EXERCISE AIM: Using the data below, return the stretch from the line that contains "PR #11673, opened 2022-11-09" through the line that contains "This means that", both included, exactly as it stands and nothing beyond it.

DATASET:
■ ■ ■

Issue #4127, opened 2018-08-09
SET TRANSACTION ISOLATION LEVEL is not session scope


danieltahara:
https://github.com/vitessio/vitess/blob/master/go/vt/sqlparser/analyzer.go#L278 specifies the defaults scope as session.

For SET TRANSACTION statements, this is incorrect. Writing a statement without global or session means it applies only to NEXT transaction, and not all txns in a session.

Functionally, you can't specify @@session.isolation level, but you can for rw. We need to delineate the two.

https://dev.mysql.com/doc/refman/5.7/en/set-transaction.html
```Without any SESSION or GLOBAL keyword, the statement applies to the next (not started) transaction performed within the current session. Subsequent transactions revert to using the SESSION isolation level.```

**Comment by danieltahara** [comment]
Also @sougou points out the wiring is probably not right from vtgate.

Additionally, vtqueryservice wasn't updated in original diff.

**Comment by jakon89** [comment]
Hi,

I just hit similar issue that can be reproduced by running below SQL:
```sql
CREATE TABLE test (id INT(6) UNSIGNED AUTO_INCREMENT PRIMARY KEY,firstname VARCHAR(30) NOT NULL);

insert into test (firstname) values ('xx');

SET autocommit=1;
select @@session.tx_read_only;
set session transaction read only;
SET autocommit=0;
select * from test;
commit;
insert into pod_central_p1.test (firstname) values ('adam');
commit;

select @@session.tx_read_only;
```

The issue is that it doesn't work when running against MySQL 5.7 (because `set session transaction read only;` + `insert`) however it works fine when run on Vites.

This wouldn't be an issue under normal circumstances but I am using JdbcTemplate from Spring and it doesn't like the fact that `select @@session.tx_read_only;` returns `0` instead of `1` after executing `set session transaction read only;`.


Any thoughts on that?

PR #11673, opened 2022-11-09
add support for transaction isolation level and make it vitess aware setting

harshit-gangal:
## Description

This PR moves `transaction_isolation` (`tx_isolation` removed in 8.0) from reserved connection system settings to vitess aware system setting.
This means that Vitess handles this internally rather than passing it down to MySQL straight forwards via reserving a connection for the session.
This PR also adds support for additional transaction isolation level syntax: `set transaction isolation level <isolation_level>`

Vitess stores this information on its internal connection session cache and sets it correctly when a transaction starts on MySQL.

MySQL support 3 kinds of scope for such transaction system variable.
1. Global - if set then any new connection will have those new settings.
2. Session - only the current connection settings are changed.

■ ■ ■

OUTPUT BELOW:
PR #11673, opened 2022-11-09
add support for transaction isolation level and make it vitess aware setting

harshit-gangal:
## Description

This PR moves `transaction_isolation` (`tx_isolation` removed in 8.0) from reserved connection system settings to vitess aware system setting.
This means that Vitess handles this internally rather than passing it down to MySQL straight forwards via reserving a connection for the session.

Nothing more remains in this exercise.